Pr Tulien de Oliveira: 'Si le virus continue à circuler librement, le risque qu'il s'adapte mieux augmente'


'Si nous permettons au virus de continuer à circuler librement, nous lui donnons une grande marge de manœuvre pour mieux s'adapter à la transmission chez l'homme', déclare Tulio de Oliveira, le Brésilien à l'origine de la découverte d'une nouvelle mutation "plus transmissible" du coronavirus qui suscite des inquiétudes dans le monde entier.

Luis Barrucho, BBC News Brésil à Londres, 31 décembre 2020

Oliveira travaille au laboratoire Krisp en Afrique du Sud.

Oliveira travaille au laboratoire Krisp en Afrique du Sud.

Oliveira est directeur du laboratoire Krisp de la Nelson Mandela School of Medicine de l'université du KwaZulu-Natal à Durban, en Afrique du Sud, où il vit depuis 1997.

Il a dirigé l'équipe qui a découvert une nouvelle variante du coronavirus dans le pays et a partagé les données avec l'Organisation mondiale de la santé (OMS), ce qui a permis au Royaume-Uni de découvrir sa propre variante.

Selon M. Oliveira, les deux variantes sont plus transmissibles que l'original, mais jusqu'à présent, on ne sait pas si elles sont plus mortelles.

Ils partagent certaines similitudes, mais ont évolué séparément.

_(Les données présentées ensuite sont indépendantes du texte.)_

PR #317, opened 2016-10-20
[#132662099] Use raw unicode not HTML escapes

TheDoubleK:
First part of a fix for this bug: https://www.pivotaltracker.com/story/show/132662099

**This is up for discussion... is it the way to go?**

I've tested pulling this content into both buyer and supplier apps and removing some relevant `|safe` filters and everything looks good still as far as I can see - non-breaking spaces and hyphens don't break and horizontal ellipsis looks right on the page.

PROS:
- We will be able to get rid of some of the `|safe` from our Jinja templates (both toolkit and apps)

CONS: 
- It isn't at all obvious to people editing the content which characters are "special", and people adding new content might not remember or even know how to add the "special" characters.

### DIFF
--- a/frameworks/digital-outcomes-and-specialists-2/manifests/declaration.yml
+++ b/frameworks/digital-outcomes-and-specialists-2/manifests/declaration.yml
@@ -3,7 +3,7 @@
   editable: True
   description: >
     You must make this declaration to apply to Digital Outcomes and
-    Specialists&nbsp;2. You can come back and change your answers at any time before
+    Specialists 2. You can come back and change your answers at any time before
     5pm, 6 December 2016.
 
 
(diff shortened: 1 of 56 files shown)


andymcaleer:
If it's safer/better to use unicode, I'm sure content designers can learn this. We can create a cribsheet, say, that includes this advice for all in-app work (or maybe add it to the YAML markup guidance on the alphagov/digitalmarketplace-frameworks homepage).

TheDoubleK:
OK great, I've removed the "FOR DISCUSSION"from the title and this now wants a review and hopefully a thumbs-up.

risicle:
Are you sure we should use _raw_ escapes? I would favour something like unicode escapes, because so many of the unicode characters are either invisible or visually indistinguishable from regular characters.

To us developers who are intimately familiar with our text editors, this may be fine, but the principal editors of this repo will be (?) non-developers, possibly pasting content from a word processor...

There is a slight complication in that yaml seems to require strings including `\uNNNN` escapes to be `"double-quote wrapped"`, which, I think, interferes with the entry of multi-line strings...?

TheDoubleK:
Closing this as now HTML is going to be OK in content.

PR #322, opened 2016-10-25
Use jinja templating instead of nested descriptions

pcraig3:
Including jinja logic in our content means we can totally scrap the logic we had around putting different descriptions in nested keys.


pcraig3:
Closing this PR until we're ready to merge handling variables in the content loader.

PR #323, opened 2016-10-26
More DOS2 content updates

TheDoubleK:
This:
 1. Changes the word "region" to "location" everywhere in the supplier application content for consistency
 2. Updates the "view locations" link to a different PDF file because the old link is now flagged as insecure by browsers
 3. Fixes the "conspiracy" question to not use a nested list of bullets


andrewchong:
Looks good to me. 👍

PR #324, opened 2016-10-27
[#131617119]add supplier_guide_url messages for all frameworks

risicle:
Story https://www.pivotaltracker.com/story/show/131617119

@TheDoubleK So I guess we probably should add this file for all the other frameworks. For all the g-cloud ones this appears to be https://www.gov.uk/guidance/g-cloud-suppliers-guide#how-to-apply and I'm guessing it's the same url as this for DOS1. Which of course makes me think it's metaframework-based, and so we should possibly be driving it from that. But seeing as the anchors seem to be different for the different metaframeworks makes me think it could never be straightforward enough to allow us to do that.


risicle:
Scratch original comment - I've switched things around & added `supplier_guide_url` for all frameworks

TheDoubleK:
:+1:

PR #329, opened 2016-11-09
Fix trailing quotes

allait:
Converting markdown questions to multi-line strings left some trailing quotes that we need to remove.


pcraig3:
👍  for real this time.

Issue #1408, opened 2022-02-14
Deprecation of libxml_disable_entity_loader() should note use of LIBXML_NONET constant


andrewnicols:
From manual page: https://php.net/function.libxml-disable-entity-loader

---

libxml_disable_entity_loader() was deprecated in https://github.com/php/php-src/commit/e0fa48f69dd14b52c8f1b2904ac7bd30472849a8 with the note:

> Since PHP now requires libxml >= 2.9.0 external entity loading no longer
> needs to be disabled to prevent these attacks. It is disabled by default.

The [documentation](https://php.net/function.libxml-disable-entity-loader) for `libxml_disable_entity_loader` also notes:

> However, as of libxml 2.9.0 entity substitution is disabled by default, so there is no need to disable the loading of external entities, unless there is the need to resolve internal entity references with LIBXML_NOENT.

However, there is no mention of the many ways it can be enabled, or how to make it safe where it has been enabled.

Previously you could call code such as:
```
libxml_disable_entity_loader(true);
$document = new DOMDocument();
$document->loadXML($xml, LIBXML_DTDLOAD | LIBXML_DTDATTR);
```

The presence of either the `DTDLOAD` or `DTDATTR` constants would normally cause the entity to be fetched, but the presence of `libxml_disable_entity_loader` overrdies and prevents this.

Now, after removing the deprecated call, the entity is fetched.

Whilst the honus is on the developer to understand the change to libxml, the attack vector of an XXE is not sufficiently clear and could be significantly improved in this documentation. The list of [libxml constants](https://www.php.net/manual/en/libxml.constants.php) does not adequately explain the risk of fetching the DTD, or explain that the behaviour of these flags has changed with the deprecation and removal of `libxml_disable_entity_loader`.

I would recommend that:
* the `libxml_disable_entity_loader` docs be updated to note that presence of the relevant `LIBXML_` flags will override the default behaviour to _not_ load the entity with advice on how to mitigate this; and
* the [Predefined Constants](https://www.php.net/manual/en/libxml.constants.php) docs be updated to provide more information on the meaning of the various flags, and their impact.

andrewnicols:
From a quick test, the following constants cause the dtd to be loaded:
* `LIBXML_DTDLOAD`
* `LIBXML_DTDATTR`
* `LIBXML_DTDVALID`

I _believe_ that they are safe from XXE attack _unless_ the `LIBXML_NOENT` is also specified.
[...]

PR #1409, opened 2022-02-14
Update libxml2 docs relating to entity validation

andrewnicols:
This commit adds warning that the `LIBXML_DTD_VALID` constant is also
susceptible to XXE exploit, and that the use of `LIBXML_DTDATTR` or
`LIBXML_DTDLOAD` constants will cause external entity fetching.

Also adds a note to the deprecated libxml_disable_entity_loader function
to note that LIBXML_NONET will prevent loading of external entities.

Prior to deprecation of the `libxml_disable_entity_loader` function, the
use of this function prevented both XXE via DTD parsing, and fetching of
external entities as specified by any of the above constants.

Fixes GH-1408.

### DIFF
--- a/reference/libxml/constants.xml
+++ b/reference/libxml/constants.xml
@@ -46,6 +46,12 @@
     <simpara>
      Default DTD attributes
     </simpara>
+    <caution>
+     <simpara>
+      Enabling loading of DTD attributes will enable fetching of external entities.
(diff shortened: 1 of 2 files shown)


nielsdos (changes requested):
This is a nice improvement, thanks.
It is almost right, right now you say in multiple places that LIBXML_NONET prevents external entity loading, but it only prevents external entity loading over the network, so the current wording is a bit misleading.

Tous deux présentent une mutation, appelée N501Y, située dans une partie cruciale du virus, utilisée pour infecter les cellules du corps humain.

En Afrique du Sud, la nouvelle variante identifiée par Oliveira et son équipe serait à l'origine de la deuxième vague de la pandémie dans le pays.

Il s'est rapidement répandu et est devenu la forme dominante du virus dans certaines parties du territoire, entraînant la saturation du système de santé.

La variante britannique, qui est également plus contagieuse, s'est étendue au sud-est de l'Angleterre, créant de nouvelles restrictions et quarantaines pour la population locale.

La semaine dernière, des dizaines de gouvernements ont temporairement suspendu les vols internationaux en provenance ou à destination du Royaume-Uni afin de tenter de contrôler la propagation de cette mutation du virus.

L'apparition de nouvelles mutations de coronavirus a suscité l'inquiétude dans le monde entier

L'apparition de nouvelles mutations de coronavirus a suscité l'inquiétude dans le monde entier

Cependant, dès ce dimanche, plusieurs pays européens ainsi que le Canada et le Japon ont détecté les premiers cas de cette nouvelle variante.

Vous trouverez ci-dessous un résumé de l'interview que la BBC Mundo a eu avec Oliveira.

Quelle est cette nouvelle variante ? Y a-t-il une raison de paniquer ?

En Afrique du Sud, nous avons découvert une variante qui semble propager les infections beaucoup plus rapidement. Nous avons découvert cette variante dans la baie de Nelson Mandela, l'une des régions les plus touristiques d'Afrique du Sud. Cette variante s'est rapidement répandue au Cap et à Durban.

Lorsque nous avons séquencé le code génétique, nous avons constaté qu'il présentait de nombreuses mutations, principalement dans la protéine du virus qui entre dans le récepteur humain pour pénétrer dans les cellules humaines.

Certaines des mutations de cette protéine se sont produites à la position 501, sur un acide aminé appelé tyrosine.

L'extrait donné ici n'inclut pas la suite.